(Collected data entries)
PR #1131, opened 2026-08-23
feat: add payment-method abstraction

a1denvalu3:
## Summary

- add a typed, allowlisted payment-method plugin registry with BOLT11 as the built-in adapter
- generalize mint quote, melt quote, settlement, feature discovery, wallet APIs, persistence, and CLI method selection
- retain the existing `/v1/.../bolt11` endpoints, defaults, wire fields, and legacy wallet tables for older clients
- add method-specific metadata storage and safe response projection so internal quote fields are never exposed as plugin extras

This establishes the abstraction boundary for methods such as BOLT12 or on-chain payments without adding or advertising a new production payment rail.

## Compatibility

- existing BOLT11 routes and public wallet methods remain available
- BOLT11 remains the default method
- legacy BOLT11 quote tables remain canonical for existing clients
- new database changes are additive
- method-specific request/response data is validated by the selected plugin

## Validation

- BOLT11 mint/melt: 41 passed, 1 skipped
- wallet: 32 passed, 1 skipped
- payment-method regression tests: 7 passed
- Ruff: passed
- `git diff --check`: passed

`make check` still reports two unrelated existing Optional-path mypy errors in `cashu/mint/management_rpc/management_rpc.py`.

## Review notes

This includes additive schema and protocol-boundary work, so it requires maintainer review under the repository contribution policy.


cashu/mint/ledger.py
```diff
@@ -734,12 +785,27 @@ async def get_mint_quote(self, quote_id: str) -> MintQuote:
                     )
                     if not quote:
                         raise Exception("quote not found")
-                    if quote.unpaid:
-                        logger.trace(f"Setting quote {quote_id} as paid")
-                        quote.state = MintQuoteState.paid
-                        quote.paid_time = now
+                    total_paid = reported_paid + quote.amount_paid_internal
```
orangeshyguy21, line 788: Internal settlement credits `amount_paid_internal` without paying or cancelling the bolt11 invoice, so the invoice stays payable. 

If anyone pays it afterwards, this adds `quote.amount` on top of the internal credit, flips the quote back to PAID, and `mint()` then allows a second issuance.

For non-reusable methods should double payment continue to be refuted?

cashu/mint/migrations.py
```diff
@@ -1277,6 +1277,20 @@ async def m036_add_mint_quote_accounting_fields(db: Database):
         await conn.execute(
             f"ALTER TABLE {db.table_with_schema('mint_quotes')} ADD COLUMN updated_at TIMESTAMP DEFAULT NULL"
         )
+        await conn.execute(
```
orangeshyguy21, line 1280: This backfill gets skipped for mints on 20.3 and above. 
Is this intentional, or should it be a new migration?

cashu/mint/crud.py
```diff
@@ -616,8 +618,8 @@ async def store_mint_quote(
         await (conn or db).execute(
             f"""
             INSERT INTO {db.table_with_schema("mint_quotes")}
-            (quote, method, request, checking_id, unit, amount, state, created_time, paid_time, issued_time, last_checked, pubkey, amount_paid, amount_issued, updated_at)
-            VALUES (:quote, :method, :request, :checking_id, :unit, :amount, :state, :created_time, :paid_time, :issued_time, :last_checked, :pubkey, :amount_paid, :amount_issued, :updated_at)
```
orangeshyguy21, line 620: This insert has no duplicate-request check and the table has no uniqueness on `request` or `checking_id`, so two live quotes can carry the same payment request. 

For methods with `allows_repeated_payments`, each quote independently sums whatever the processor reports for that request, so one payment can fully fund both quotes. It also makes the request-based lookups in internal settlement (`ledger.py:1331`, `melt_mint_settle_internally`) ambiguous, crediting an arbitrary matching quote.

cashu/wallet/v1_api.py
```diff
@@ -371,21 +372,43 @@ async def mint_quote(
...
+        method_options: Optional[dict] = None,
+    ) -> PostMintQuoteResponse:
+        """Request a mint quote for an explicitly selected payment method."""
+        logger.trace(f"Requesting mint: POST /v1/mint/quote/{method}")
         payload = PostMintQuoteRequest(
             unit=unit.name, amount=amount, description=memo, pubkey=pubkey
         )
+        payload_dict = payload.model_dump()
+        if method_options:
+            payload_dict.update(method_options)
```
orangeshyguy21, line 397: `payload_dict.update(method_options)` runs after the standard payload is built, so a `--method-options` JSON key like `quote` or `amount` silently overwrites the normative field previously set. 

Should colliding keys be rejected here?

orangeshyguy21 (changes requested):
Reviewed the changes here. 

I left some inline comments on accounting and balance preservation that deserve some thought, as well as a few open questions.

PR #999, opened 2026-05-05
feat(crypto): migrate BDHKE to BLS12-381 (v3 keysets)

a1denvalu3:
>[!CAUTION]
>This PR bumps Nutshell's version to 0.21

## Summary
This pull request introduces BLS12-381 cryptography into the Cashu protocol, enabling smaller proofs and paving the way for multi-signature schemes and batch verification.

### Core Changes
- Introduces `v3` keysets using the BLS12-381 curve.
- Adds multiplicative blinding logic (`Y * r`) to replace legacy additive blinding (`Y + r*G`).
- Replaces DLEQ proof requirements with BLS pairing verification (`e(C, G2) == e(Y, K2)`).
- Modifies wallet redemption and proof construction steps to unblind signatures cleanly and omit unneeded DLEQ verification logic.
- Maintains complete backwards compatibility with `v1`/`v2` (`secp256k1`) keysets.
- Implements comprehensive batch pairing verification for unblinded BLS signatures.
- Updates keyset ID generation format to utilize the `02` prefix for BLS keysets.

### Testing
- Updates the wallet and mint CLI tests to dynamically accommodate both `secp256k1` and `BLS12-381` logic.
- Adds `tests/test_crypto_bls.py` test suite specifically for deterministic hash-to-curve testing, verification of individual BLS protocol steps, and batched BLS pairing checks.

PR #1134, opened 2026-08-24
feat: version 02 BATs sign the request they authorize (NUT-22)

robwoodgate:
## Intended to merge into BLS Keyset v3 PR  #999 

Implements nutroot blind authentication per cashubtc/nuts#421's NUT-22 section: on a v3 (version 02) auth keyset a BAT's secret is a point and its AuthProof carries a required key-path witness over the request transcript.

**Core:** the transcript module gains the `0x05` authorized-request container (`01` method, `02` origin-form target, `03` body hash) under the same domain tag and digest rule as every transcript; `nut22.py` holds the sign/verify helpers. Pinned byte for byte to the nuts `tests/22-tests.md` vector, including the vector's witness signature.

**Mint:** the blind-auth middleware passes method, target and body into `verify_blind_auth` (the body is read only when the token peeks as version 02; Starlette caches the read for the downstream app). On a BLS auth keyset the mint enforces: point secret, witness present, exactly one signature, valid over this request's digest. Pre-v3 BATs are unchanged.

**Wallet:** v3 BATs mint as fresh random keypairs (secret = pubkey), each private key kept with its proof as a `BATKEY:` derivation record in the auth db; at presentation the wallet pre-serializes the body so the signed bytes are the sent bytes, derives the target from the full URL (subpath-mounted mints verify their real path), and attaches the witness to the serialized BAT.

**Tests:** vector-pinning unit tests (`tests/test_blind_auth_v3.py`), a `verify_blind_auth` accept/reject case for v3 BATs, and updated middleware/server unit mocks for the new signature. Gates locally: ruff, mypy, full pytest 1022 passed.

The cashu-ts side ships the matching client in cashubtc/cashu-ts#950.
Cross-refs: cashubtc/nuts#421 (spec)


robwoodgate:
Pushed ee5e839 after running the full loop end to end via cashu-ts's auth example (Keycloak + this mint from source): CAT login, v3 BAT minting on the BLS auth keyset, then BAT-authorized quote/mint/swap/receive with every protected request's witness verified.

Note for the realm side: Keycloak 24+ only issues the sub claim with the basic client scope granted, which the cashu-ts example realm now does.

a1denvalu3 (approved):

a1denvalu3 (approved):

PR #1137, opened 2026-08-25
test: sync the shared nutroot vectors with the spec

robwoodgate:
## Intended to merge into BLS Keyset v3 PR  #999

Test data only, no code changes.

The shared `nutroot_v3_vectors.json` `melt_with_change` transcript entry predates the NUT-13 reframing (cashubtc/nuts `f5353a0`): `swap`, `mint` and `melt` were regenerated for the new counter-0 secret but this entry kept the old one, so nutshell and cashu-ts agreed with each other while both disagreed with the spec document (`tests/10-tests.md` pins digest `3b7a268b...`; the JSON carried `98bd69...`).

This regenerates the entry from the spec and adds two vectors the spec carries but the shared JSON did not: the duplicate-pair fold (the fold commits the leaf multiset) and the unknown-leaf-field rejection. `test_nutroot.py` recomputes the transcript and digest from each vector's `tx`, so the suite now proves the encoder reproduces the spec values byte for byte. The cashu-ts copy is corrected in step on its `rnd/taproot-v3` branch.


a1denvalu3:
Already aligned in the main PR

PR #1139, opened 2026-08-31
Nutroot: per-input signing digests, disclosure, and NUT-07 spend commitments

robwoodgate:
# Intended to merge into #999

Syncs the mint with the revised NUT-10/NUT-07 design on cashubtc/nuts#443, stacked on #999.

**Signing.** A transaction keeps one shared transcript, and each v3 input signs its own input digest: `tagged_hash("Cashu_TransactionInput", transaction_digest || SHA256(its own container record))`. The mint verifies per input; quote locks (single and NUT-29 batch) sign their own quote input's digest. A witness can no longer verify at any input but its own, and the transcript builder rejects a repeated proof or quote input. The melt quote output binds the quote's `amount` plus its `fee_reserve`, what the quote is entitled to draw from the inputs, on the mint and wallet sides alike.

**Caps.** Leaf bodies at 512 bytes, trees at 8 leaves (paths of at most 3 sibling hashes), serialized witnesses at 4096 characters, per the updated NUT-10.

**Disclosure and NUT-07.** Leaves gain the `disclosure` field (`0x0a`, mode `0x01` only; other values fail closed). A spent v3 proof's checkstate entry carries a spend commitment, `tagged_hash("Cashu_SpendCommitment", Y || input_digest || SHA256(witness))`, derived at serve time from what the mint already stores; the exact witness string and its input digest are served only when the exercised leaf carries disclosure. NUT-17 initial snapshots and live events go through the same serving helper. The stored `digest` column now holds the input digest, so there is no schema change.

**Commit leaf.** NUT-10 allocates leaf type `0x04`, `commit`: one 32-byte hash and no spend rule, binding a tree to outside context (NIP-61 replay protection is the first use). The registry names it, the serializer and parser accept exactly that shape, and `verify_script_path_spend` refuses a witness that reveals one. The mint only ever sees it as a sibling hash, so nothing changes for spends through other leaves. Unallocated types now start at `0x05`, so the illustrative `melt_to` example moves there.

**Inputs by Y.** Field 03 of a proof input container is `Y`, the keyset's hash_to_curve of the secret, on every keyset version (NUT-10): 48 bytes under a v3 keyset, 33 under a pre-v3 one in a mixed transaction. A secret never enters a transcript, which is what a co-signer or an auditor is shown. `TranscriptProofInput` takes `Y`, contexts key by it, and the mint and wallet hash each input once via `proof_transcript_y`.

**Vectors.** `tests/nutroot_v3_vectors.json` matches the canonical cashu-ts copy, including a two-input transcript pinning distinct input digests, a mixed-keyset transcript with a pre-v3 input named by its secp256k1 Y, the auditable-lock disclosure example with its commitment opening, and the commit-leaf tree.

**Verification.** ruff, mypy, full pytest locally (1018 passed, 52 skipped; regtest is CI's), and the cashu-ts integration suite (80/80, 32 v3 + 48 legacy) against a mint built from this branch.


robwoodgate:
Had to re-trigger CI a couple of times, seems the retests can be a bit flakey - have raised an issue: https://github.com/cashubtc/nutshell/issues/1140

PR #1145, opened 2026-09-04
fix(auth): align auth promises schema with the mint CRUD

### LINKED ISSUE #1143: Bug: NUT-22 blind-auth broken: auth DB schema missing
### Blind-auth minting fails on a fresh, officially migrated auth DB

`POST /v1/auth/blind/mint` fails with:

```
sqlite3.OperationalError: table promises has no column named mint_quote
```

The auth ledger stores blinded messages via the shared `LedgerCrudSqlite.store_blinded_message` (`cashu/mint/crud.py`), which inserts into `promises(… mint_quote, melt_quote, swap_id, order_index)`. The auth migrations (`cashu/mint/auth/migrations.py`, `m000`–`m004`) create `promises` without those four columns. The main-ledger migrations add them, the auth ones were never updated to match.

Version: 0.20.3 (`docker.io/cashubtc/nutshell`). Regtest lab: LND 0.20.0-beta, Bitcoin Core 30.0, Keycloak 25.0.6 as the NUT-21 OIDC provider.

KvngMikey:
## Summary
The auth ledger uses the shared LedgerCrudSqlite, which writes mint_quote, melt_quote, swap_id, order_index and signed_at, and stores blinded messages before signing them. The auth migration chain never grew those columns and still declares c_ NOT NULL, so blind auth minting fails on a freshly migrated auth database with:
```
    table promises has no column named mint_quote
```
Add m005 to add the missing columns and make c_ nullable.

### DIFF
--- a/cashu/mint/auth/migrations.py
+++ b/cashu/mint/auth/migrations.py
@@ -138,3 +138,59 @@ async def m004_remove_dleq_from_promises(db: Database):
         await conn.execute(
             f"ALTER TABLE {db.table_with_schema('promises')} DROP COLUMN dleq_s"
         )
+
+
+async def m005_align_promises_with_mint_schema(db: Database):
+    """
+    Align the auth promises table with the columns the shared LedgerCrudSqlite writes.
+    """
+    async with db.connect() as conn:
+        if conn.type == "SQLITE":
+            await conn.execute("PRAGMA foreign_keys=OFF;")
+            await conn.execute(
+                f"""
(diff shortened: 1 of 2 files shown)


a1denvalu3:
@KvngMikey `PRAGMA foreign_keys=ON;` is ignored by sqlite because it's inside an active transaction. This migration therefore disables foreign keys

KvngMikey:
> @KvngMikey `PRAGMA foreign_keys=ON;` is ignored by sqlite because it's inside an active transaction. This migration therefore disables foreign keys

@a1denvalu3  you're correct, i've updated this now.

* Work instructions: Please copy only the lines between the first line of the entries and the line with "- generalize mint", keeping those two end lines as well, exactly as written.

* Answer to this task:
PR #1131, opened 2026-08-23
feat: add payment-method abstraction

a1denvalu3:
## Summary

- add a typed, allowlisted payment-method plugin registry with BOLT11 as the built-in adapter
- generalize mint quote, melt quote, settlement, feature discovery, wallet APIs, persistence, and CLI method selection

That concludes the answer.